# sexual abuse coding



## eeisenbeil (Dec 19, 2011)

Code 995.53 - sexual abuse of a child - (perpetrator)...  I cannot find a code for sexual abuse of a child - (victim), or a combined code for sexual abuse of a child - victim and perpetrator. Any help would be appreciated


----------



## TonyaMichelle (Dec 19, 2011)

Code 995.53 is the Victim,  the E codes E967.0 - E967.9 identifies the perpetrator. You would also use V71.5 (Observation following alleged rape or seduction) This includes the victim and culprit.


----------



## mitchellde (Dec 19, 2011)

TonyaMichelle said:


> Code 995.53 is the Victim,  the E codes E967.0 - E967.9 identifies the perpetrator. You would also use V71.5 (Observation following alleged rape or seduction) This includes the victim and culprit.



The V71.5 is for an ALLEGED rapeNOT FOUND.  you would not use this code in conjunction with a code for the abuse and the e code.  You would use it when abuse had been suspected but then ruled out.


----------



## nutter98 (Dec 20, 2011)

mitchellde said:


> The V71.5 is for an ALLEGED rapeNOT FOUND.  you would not use this code in conjunction with a code for the abuse and the e code.  You would use it when abuse had been suspected but then ruled out.



I read V71.5 as alleged NOT ruled out.  A person can go to a doctor 3 days later and allege rape but that doctor may not be able to determine if the patient had consentual sex or was raped.  In this case I would use the V71.5.


----------



## ajs (Dec 20, 2011)

nutter98 said:


> I read V71.5 as alleged NOT ruled out.  A person can go to a doctor 3 days later and allege rape but that doctor may not be able to determine if the patient had consentual sex or was raped.  In this case I would use the V71.5.



True, although in the "Includes" note under the V71 category it states:

"This category is to be used when persons without a diagnosis are suspected of having an abnormal condition, without signs or symptoms, which requires study, *but after examination and observation, is found not to exist.*  This category is also for use for administrative and legal observation status."

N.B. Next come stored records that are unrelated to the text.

PR #5883, opened 2024-11-20
Show inline function signature / event topic

mateuszradomski:
Resolves L2B-8152

### DIFF
--- a/packages/protocolbeat/src/colors.json
+++ b/packages/protocolbeat/src/colors.json
@@ -23,6 +23,7 @@
     "yellow": "#FABD30",
     "cyan": "#1c92a8",
     "pink": "#e27991",
-    "purple": "#a73db5"
+    "purple": "#a73db5",
+    "grey": "#928474"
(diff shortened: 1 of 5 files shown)


packages/protocolbeat/src/colors.json
```diff
@@ -23,6 +23,7 @@
     "yellow": "#FABD30",
     "cyan": "#1c92a8",
     "pink": "#e27991",
-    "purple": "#a73db5"
+    "purple": "#a73db5",
+    "grey": "#928474"
```
sz-piotr, line 27: Can't we use the same color we use for comments in the editor?

sz-piotr (changes requested):

packages/protocolbeat/src/colors.json
mateuszradomski: Good point, fixed in the last commit

sz-piotr (approved):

After I read that I could see where you would not want to use this code if there was still a question as to the validity of the victim's allegations.  This could make it appear that the provider found no evidence to substantiate the claim of rape.


----------



## Rita B. Conley (Dec 20, 2011)

See the following excerpt...hope it helps answer your question

Observation for suspected abuse and neglect, Coding Clinic, Fourth Quarter 2000 Page: 54 to 55 Effective with discharges: October 1, 2000  

Observation for suspected abuse and neglect 

Code V71.8, Observation for other specified suspected conditions, has been expanded with two new codes. Code V71.81, Abuse and neglect, is to be used to identify cases where a patient is observed for suspected abuse or neglect, and it is ruled out. If the abuse or neglect were confirmed the appropriate code from either subcategory 995.5, Child maltreatment syndrome, or 995.8, Other specified adverse effects not elsewhere classified, would be assigned instead of V71.81. Code V71.89 is used to identify observation for all other suspected conditions.  

As with the other observation codes, these new V codes may only be used as a first listed code. 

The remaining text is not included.